Ok so you are the sole creator of your own website. Perhaps someone helped you but they have moved on to other projects. You are the only user and you are an administrator. Readers can add comments but you are in charge of starting all conversations.
You can add more conversation-starters to your site. They will be able to log in to the site and perform certain tasks, but you will be the only one who can do anything at all on the site. These different levels of privileges are called roles. In WordPress lingo all five roles are called users. A user is an person who has an account on your site
Five User Roles
- Administrator
- Can do absolutely everything
- Editor
- Full control over all posts and pages (CRUD) including tags and categories and upload files and moderate comments, change site settings, change the theme and layout and manage users
- Author
- Have control of their own posts only; they can upload pictures
- Contributor
- Can create draft posts but they can’t publish them; a higher role need to review and publish it before it goes live on the site
- Follower or Subscriber
- Can read posts and add comments
- Private Site
- With a private site, every reader needs an account to view anything on the site
- Restrict Comments
- If you have employed “Users must be registered and logged in to comment” and you don’t allow Facebook or Twitter logins, only subscribers can leave comments. This severe restriction is rarely used.

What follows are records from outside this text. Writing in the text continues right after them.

PR #39563, opened 2023-05-22
installer: add a terraform variant job

r4f4:
This job will build the terraform provider binaries for all platforms/arches needed by the Installer images. This should stop them from being built every time there is a change to the Installer repo, since the providers are changed very sparingly.

We should see a decrease in total Installer CI jobs runtime once this image is used by the Installer container images.

Update: since images are only promoted in the post-submit job, when there is a change to terraform providers the Installer's build script will detect changes and rebuild them. See https://github.com/openshift/installer/pull/7688.

### DIFF
--- a/ci-operator/config/openshift/installer/openshift-installer-master__terraform.yaml
+++ b/ci-operator/config/openshift/installer/openshift-installer-master__terraform.yaml
@@ -1,0 +1,56 @@
+base_images:
+  base:
+    name: "4.15"
+    namespace: ocp
+    tag: base
+  ocp_builder_rhel-8-golang-1.20-openshift-4.15:
+    name: builder
+    namespace: ocp
+    tag: rhel-8-golang-1.20-openshift-4.15
+build_root:
+  from_repository: true
+images:
+- dockerfile_path: images/infrastructure-providers/Dockerfile
+  from: base
+  inputs:
+    ocp_builder_rhel-8-golang-1.20-openshift-4.15:
+      as:
+      - registry.ci.openshift.org/ocp/builder:rhel-8-golang-1.20-openshift-4.15
+  to: installer-terraform-providers
+promotion:
+  name: "4.15"
+  namespace: ocp
+  tag_by_commit: true
+releases:
+  initial:
+    integration:
+      name: "4.15"
+      namespace: ocp
+  latest:
+    integration:
+      include_built_images: true
+      name: "4.15"
+      namespace: ocp
+resources:
+  '*':
+    requests:
+      cpu: 100m
+      memory: 200Mi
+  terraform-artifacts:
+    requests:
+      cpu: "5"
+      memory: 5Gi
+tests:
+- always_run: false
+  as: verify-vendor
+  commands: |
+    make -C terraform go-mod-tidy-vendor
+    git diff --exit-code
+  container:
+    from: src
+  run_if_changed: ^terraform/.*
+zz_generated_metadata:
+  branch: master
+  org: openshift
+  repo: installer
+  variant: terraform
--- a/ci-operator/jobs/openshift/installer/openshift-installer-master-presubmits.yaml
+++ b/ci-operator/jobs/openshift/installer/openshift-installer-master-presubmits.yaml
@@ -8768,6 +8768,119 @@ presubmits:
     - ^master$
     - ^master-
     cluster: build04
+    context: ci/prow/terraform-images
+    decorate: true
+    labels:
+      ci-operator.openshift.io/variant: terraform
+      ci.openshift.io/generator: prowgen
+      pj-rehearse.openshift.io/can-be-rehearsed: "true"
+    name: pull-ci-openshift-installer-master-terraform-images
+    rerun_command: /test terraform-images
+    run_if_changed: ^terraform/.*
+    spec:
+      containers:
+      - args:
+        - --gcs-upload-secret=/secrets/gcs/service-account.json
+        - --image-import-pull-secret=/etc/pull-secret/.dockerconfigjson
+        - --report-credentials-file=/etc/report/credentials
+        - --target=[images]
+        - --target=[release:latest]
+        - --variant=terraform
+        command:
+        - ci-operator
+        image: ci-operator:latest
+        imagePullPolicy: Always
+        name: ""
+        resources:
+          requests:
+            cpu: 10m
+        volumeMounts:
+        - mountPath: /secrets/gcs
+          name: gcs-credentials
+          readOnly: true
+        - mountPath: /secrets/manifest-tool
+          name: manifest-tool-local-pusher
+          readOnly: true
+        - mountPath: /etc/pull-secret
+          name: pull-secret
+          readOnly: true
+        - mountPath: /etc/report
+          name: result-aggregator
+          readOnly: true
+      serviceAccountName: ci-operator
+      volumes:
+      - name: manifest-tool-local-pusher
+        secret:
+          secretName: manifest-tool-local-pusher
+      - name: pull-secret
+        secret:
+          secretName: registry-pull-credentials
+      - name: result-aggregator
+        secret:
+          secretName: result-aggregator
+    trigger: (?m)^/test( | .* )terraform-images,?($|\s.*)
+  - agent: kubernetes
+    always_run: false
+    branches:
+    - ^master$
+    - ^master-
+    cluster: build04
+    context: ci/prow/terraform-verify-vendor
+    decorate: true
+    labels:
+      ci-operator.openshift.io/variant: terraform
+      ci.openshift.io/generator: prowgen
+      pj-rehearse.openshift.io/can-be-rehearsed: "true"
+    name: pull-ci-openshift-installer-master-terraform-verify-vendor
+    rerun_command: /test terraform-verify-vendor
+    run_if_changed: ^terraform/.*
+    spec:
+      containers:
+      - args:
+        - --gcs-upload-secret=/secrets/gcs/service-account.json
+        - --image-import-pull-secret=/etc/pull-secret/.dockerconfigjson
+        - --report-credentials-file=/etc/report/credentials
+        - --target=verify-vendor
+        - --variant=terraform
+        command:
+        - ci-operator
+        image: ci-operator:latest
+        imagePullPolicy: Always
+        name: ""
+        resources:
+          requests:
+            cpu: 10m
+        volumeMounts:
+        - mountPath: /secrets/gcs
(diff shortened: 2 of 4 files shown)


ci-operator/config/openshift/installer/openshift-installer-master__terraform.yaml
```diff
@@ -0,0 +1,110 @@
...
+    }
+    nplatforms=4 # (linux|darwin)_(amd|arm)64
+    [ $(ls terraform/bin/ | wc -w) == $nplatforms ] || fail "Artifacts were not generated for all platforms"
+    nbins=17 # 16 providers + terraform bin itself
+    for dir in terraform/bin/*; do
+      [ $(ls $dir | wc -w) == $nbins ] || fail "Missing binaries on $dir"
+    done
+  container:
+    from: terraform-artifacts
+  run_if_changed: terraform
```
andfasano, line 105: As per the [Prow docs](https://docs.prow.k8s.io/docs/jobs/#triggering-jobs-based-on-changes), `run_if_changed` is matched against the path of each changed file (and it's sufficient that _any_ will match). The current form should work, but just to be a slightly bit safer side we could use `  run_if_changed: ^terraform/.*`

ci-operator/config/openshift/installer/openshift-installer-master__terraform.yaml
```diff
@@ -0,0 +1,110 @@
...
+tests:
+- as: tf-check
+  commands: |
+    function fail() {
+      echo "$1"
+      exit 1
+    }
+    nplatforms=4 # (linux|darwin)_(amd|arm)64
+    [ $(ls terraform/bin/ | wc -w) == $nplatforms ] || fail "Artifacts were not generated for all platforms"
+    nbins=17 # 16 providers + terraform bin itself
```
andfasano, line 99: As a starting point it could be fine, but maybe we could check explicitly the list of expected binaries (names)

r4f4: I'm thinking it's probably better to add a script to the Installer repo, e.g., `hack/tf-check.sh` and use that here. Then it's much easier to keep the check synced with any tf providers changes.

ci-operator/config/openshift/installer/openshift-installer-master__terraform.yaml
```diff
@@ -0,0 +1,110 @@
...
+    COPY --from=linuxarmbuilder /go/src/github.com/openshift/installer/terraform/bin/ terraform/bin/
+  from: base
+  inputs:
+    ocp_builder_rhel-8-golang-1.18-openshift-4.12:
+      as:
+      - registry.ci.openshift.org/ocp/builder:rhel-8-golang-1.18-openshift-4.12
+    ocp_builder_rhel-8-golang-1.19-openshift-4.14:
+      as:
+      - registry.ci.openshift.org/ocp/builder:rhel-8-golang-1.19-openshift-4.14
+    ocp_builder_rhel-8-golang-1.20-openshift-4.14:
```
andfasano, line 64: Looks like only this one is really required (1.18-4.12 and 1.19-4.14 are not referenced in the dockerfile)?

r4f4: Removed.

r4f4:
/pj-rehearse pull-ci-openshift-installer-master-terraform-tf-check

ci-operator/config/openshift/installer/openshift-installer-master__terraform.yaml
andfasano, line 1: I think that maybe it could be more convenient to land this PR with just the variant job, and then later into a different PR (try to) modify the `openshift-installer-master` job. In this way we could be sure to effectively push the terraform-artifacts image in the CI registry - ie not sure it could work all together.
The variant job is anyhow fully isolated, so in case of need it this PR could be also reverted without impacting any other jobs.

r4f4:
/pj-rehearse pull-ci-openshift-installer-master-terraform-tf-check

ci-operator/config/openshift/installer/openshift-installer-master__terraform.yaml
```diff
@@ -0,0 +1,110 @@
...
+      as:
+      - registry.ci.openshift.org/ocp/builder:rhel-8-golang-1.20-openshift-4.14
+  to: terraform-artifacts
+promotion:
+  name: "4.14"
```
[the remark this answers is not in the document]
andfasano: (also, I may be wrong, but I don't think that custom is will be automatically created, in my previous example we reused an already existing one)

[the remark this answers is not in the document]
r4f4: Ok. Done.

r4f4:
/assign @jupierce 
PTAL. @patrickdillon talked to you about our efforts to decrease Installer container images build time. This is the first step.

ci-operator/jobs/openshift/installer/openshift-installer-master-presubmits.yaml
```diff
@@ -5519,6 +5519,106 @@ presubmits:
           requests:
             cpu: 500m
     trigger: (?m)^/test shellcheck
+  - agent: kubernetes
+    always_run: true
```
patrickdillon, line 5523: I think this job should have `always_run: false` and a `run_if_changed` field, right?

ci-operator/config/openshift/installer/openshift-installer-master__terraform.yaml
```diff
@@ -0,0 +1,96 @@
...
+    namespace: ocp
+    tag: base
+  ocp_builder_rhel-8-golang-1.20-openshift-4.14:
+    name: builder
+    namespace: ocp
+    tag: rhel-8-golang-1.20-openshift-4.14
+build_root:
+  from_repository: true
+images:
+- dockerfile_literal: |
```
patrickdillon, line 13: The `dockerfile_literal` is good to be able to trigger rehearsals and CI config changes in a single PR, but at the end we want this dockerfile to live in the installer, repo, right?

andfasano: Right, this is convenient right now for experimenting without impacting too many repos. Once we'll be happy of the final dockerfile shape, we could refactor and extract it into its own file in the installer repo, and remove the literal here.

ci-operator/jobs/openshift/installer/openshift-installer-master-presubmits.yaml
r4f4: Do you know where to set that? I couldn't find a trigger-based container image generation example.

andfasano: Isn't this job triggered only in case of success of the terraform-check one? I wasn't expecting to find a run_if here (but on the other yes)

r4f4:
Update: rebased on top of master and added `tag_by_commit` to the promotion job.

ci-operator/jobs/openshift/installer/openshift-installer-master-presubmits.yaml
patrickdillon: Oh, I see. It looks like these triggers are not supported in the config, but it appears that image jobs may support them. We may be able to add the fields manually into the job here.

core-services/image-mirroring/openshift/mapping_origin_4_14
```diff
@@ -167,6 +167,7 @@ registry.ci.openshift.org/origin/4.14:ingress-node-firewall-daemon quay.io/opens
 registry.ci.openshift.org/origin/4.14:insights-operator quay.io/openshift/origin-insights-operator:4.14 quay.io/openshift/origin-insights-operator:4.14.0 quay.io/openshift/origin-insights-operator:latest
 registry.ci.openshift.org/origin/4.14:installer quay.io/openshift/origin-installer:4.14 quay.io/openshift/origin-installer:4.14.0 quay.io/openshift/origin-installer:latest
 registry.ci.openshift.org/origin/4.14:installer-artifacts quay.io/openshift/origin-installer-artifacts:4.14 quay.io/openshift/origin-installer-artifacts:4.14.0 quay.io/openshift/origin-installer-artifacts:latest
+registry.ci.openshift.org/origin/4.14:installer-terraform-artifacts quay.io/openshift/origin-installer-terraform-artifacts:4.14 quay.io/openshift/origin-installer-terraform-artifacts:4.14.0 quay.io/openshift/origin-installer-terraform-artifacts:latest
```
patrickdillon, line 170: hm. how/why was this generated?

r4f4: By promoting the image to the ocp namespace in the config.

r4f4: And by running `make openshift-image-mirror-mappings`

r4f4:
/hold
https://github.com/openshift/installer/pull/7716 is renaming the dir where the Dockerfile is.

core-services/image-mirroring/openshift/mapping_origin_4_14
patrickdillon: gh is missing the button to `Resolve Conversation`? This is clear now.

ci-operator/config/openshift/installer/openshift-installer-master__terraform.yaml
```diff
@@ -0,0 +1,56 @@
...
+build_root:
+  from_repository: true
+images:
+- dockerfile_path: images/terraform-providers/Dockerfile
+  from: base
+  inputs:
+    ocp_builder_rhel-8-golang-1.20-openshift-4.15:
+      as:
+      - registry.ci.openshift.org/ocp/builder:rhel-8-golang-1.20-openshift-4.15
+  to: installer-terraform-providers
```
patrickdillon, line 19: > /hold [openshift/installer#7716](https://github.com/openshift/installer/pull/7716) is renaming the dir where the Dockerfile is.

Yes, it looks like it takes some effort to get an image promoted, so I think we should rename the image to `installer-infrastructure-providers` or something more generic, so that we will not need to update the image if we want to use the same pattern for CAPI provders .

ci-operator/jobs/openshift/installer/openshift-installer-master-presubmits.yaml
r4f4: I have added/edited the fields manually.

r4f4:
/assign @bparees 
for the image mirror changes.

- Social Plugin (like BuddyPress)
- You want to give accounts to as many people as possible. These plugins help to create a community of users that share content and chat in discussion groups
Visitor/Guest
A visitor can go to your site and read posts and pages and add comments if the post or page allows. They are not users. They do not have an account on your site. They are anonymous.
Subscribers
Why add subscribers? Can’t everyone read the posts and make comments? By default, everyone can read posts and write comments, resulting in no difference between subscribers and unregistered guests. There are however three situations where there is a difference.
Author
WordPress uses the term author to mean more than one thing. WordPress has a specific type of user role called Author, WordPress leaders and luminaries often will use author to mean anyone who writes a post on a WordPress site, meaning Administrators, Authors, Editors and Contributors.